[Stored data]
*** Block opens ***

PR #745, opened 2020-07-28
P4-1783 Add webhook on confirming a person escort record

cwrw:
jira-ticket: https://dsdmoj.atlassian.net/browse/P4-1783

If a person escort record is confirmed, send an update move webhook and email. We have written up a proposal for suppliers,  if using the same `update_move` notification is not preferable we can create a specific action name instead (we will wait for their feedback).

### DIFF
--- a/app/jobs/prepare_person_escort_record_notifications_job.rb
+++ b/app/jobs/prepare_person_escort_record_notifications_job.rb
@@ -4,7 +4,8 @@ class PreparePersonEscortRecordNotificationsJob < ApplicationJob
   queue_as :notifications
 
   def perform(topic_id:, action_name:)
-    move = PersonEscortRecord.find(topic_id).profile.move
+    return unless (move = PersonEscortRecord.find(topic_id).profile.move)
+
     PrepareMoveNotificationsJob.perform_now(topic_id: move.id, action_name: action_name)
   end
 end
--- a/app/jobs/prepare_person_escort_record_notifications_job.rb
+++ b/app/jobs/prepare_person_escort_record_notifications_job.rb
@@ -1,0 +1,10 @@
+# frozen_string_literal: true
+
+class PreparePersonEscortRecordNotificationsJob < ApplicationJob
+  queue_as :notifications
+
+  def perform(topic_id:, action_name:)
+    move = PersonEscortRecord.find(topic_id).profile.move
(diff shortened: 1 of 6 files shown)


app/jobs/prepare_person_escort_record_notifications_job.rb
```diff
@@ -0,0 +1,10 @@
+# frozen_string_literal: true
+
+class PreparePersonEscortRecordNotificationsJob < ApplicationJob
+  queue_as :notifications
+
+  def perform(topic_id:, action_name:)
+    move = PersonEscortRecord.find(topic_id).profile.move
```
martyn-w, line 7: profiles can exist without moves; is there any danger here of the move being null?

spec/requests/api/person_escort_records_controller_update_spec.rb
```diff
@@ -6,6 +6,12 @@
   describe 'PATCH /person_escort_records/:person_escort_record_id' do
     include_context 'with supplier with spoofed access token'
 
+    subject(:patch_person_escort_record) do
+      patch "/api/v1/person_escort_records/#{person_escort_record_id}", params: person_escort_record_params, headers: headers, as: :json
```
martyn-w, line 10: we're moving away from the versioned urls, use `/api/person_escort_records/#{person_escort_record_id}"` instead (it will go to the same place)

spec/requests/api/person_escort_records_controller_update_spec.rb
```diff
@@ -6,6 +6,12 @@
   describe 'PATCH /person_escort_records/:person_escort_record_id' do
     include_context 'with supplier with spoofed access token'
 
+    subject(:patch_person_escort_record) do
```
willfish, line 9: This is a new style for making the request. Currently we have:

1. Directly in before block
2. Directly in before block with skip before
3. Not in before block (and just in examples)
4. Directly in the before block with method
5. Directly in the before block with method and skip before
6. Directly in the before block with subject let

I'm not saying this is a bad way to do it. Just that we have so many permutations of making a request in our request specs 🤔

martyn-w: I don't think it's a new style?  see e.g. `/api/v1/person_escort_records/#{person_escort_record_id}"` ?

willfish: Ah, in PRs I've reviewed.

*** Block closes ***

▶ [Problem to work on]: Reproduce the data. Keep it exact.

▶ [Result of the exercise]:
PR #745, opened 2020-07-28
P4-1783 Add webhook on confirming a person escort record

cwrw:
jira-ticket: https://dsdmoj.atlassian.net/browse/P4-1783

If a person escort record is confirmed, send an update move webhook and email. We have written up a proposal for suppliers,  if using the same `update_move` notification is not preferable we can create a specific action name instead (we will wait for their feedback).

### DIFF
--- a/app/jobs/prepare_person_escort_record_notifications_job.rb
+++ b/app/jobs/prepare_person_escort_record_notifications_job.rb
@@ -4,7 +4,8 @@ class PreparePersonEscortRecordNotificationsJob < ApplicationJob
   queue_as :notifications
 
   def perform(topic_id:, action_name:)
-    move = PersonEscortRecord.find(topic_id).profile.move
+    return unless (move = PersonEscortRecord.find(topic_id).profile.move)
+
     PrepareMoveNotificationsJob.perform_now(topic_id: move.id, action_name: action_name)
   end
 end
--- a/app/jobs/prepare_person_escort_record_notifications_job.rb
+++ b/app/jobs/prepare_person_escort_record_notifications_job.rb
@@ -1,0 +1,10 @@
+# frozen_string_literal: true
+
+class PreparePersonEscortRecordNotificationsJob < ApplicationJob
+  queue_as :notifications
+
+  def perform(topic_id:, action_name:)
+    move = PersonEscortRecord.find(topic_id).profile.move
(diff shortened: 1 of 6 files shown)


app/jobs/prepare_person_escort_record_notifications_job.rb
```diff
@@ -0,0 +1,10 @@
+# frozen_string_literal: true
+
+class PreparePersonEscortRecordNotificationsJob < ApplicationJob
+  queue_as :notifications
+
+  def perform(topic_id:, action_name:)
+    move = PersonEscortRecord.find(topic_id).profile.move
```
martyn-w, line 7: profiles can exist without moves; is there any danger here of the move being null?

spec/requests/api/person_escort_records_controller_update_spec.rb
```diff
@@ -6,6 +6,12 @@
   describe 'PATCH /person_escort_records/:person_escort_record_id' do
     include_context 'with supplier with spoofed access token'
 
+    subject(:patch_person_escort_record) do
+      patch "/api/v1/person_escort_records/#{person_escort_record_id}", params: person_escort_record_params, headers: headers, as: :json
```
martyn-w, line 10: we're moving away from the versioned urls, use `/api/person_escort_records/#{person_escort_record_id}"` instead (it will go to the same place)

spec/requests/api/person_escort_records_controller_update_spec.rb
```diff
@@ -6,6 +6,12 @@
   describe 'PATCH /person_escort_records/:person_escort_record_id' do
     include_context 'with supplier with spoofed access token'
 
+    subject(:patch_person_escort_record) do
```
willfish, line 9: This is a new style for making the request. Currently we have:

1. Directly in before block
2. Directly in before block with skip before
3. Not in before block (and just in examples)
4. Directly in the before block with method
5. Directly in the before block with method and skip before
6. Directly in the before block with subject let

I'm not saying this is a bad way to do it. Just that we have so many permutations of making a request in our request specs 🤔

martyn-w: I don't think it's a new style?  see e.g. `/api/v1/person_escort_records/#{person_escort_record_id}"` ?

willfish: Ah, in PRs I've reviewed.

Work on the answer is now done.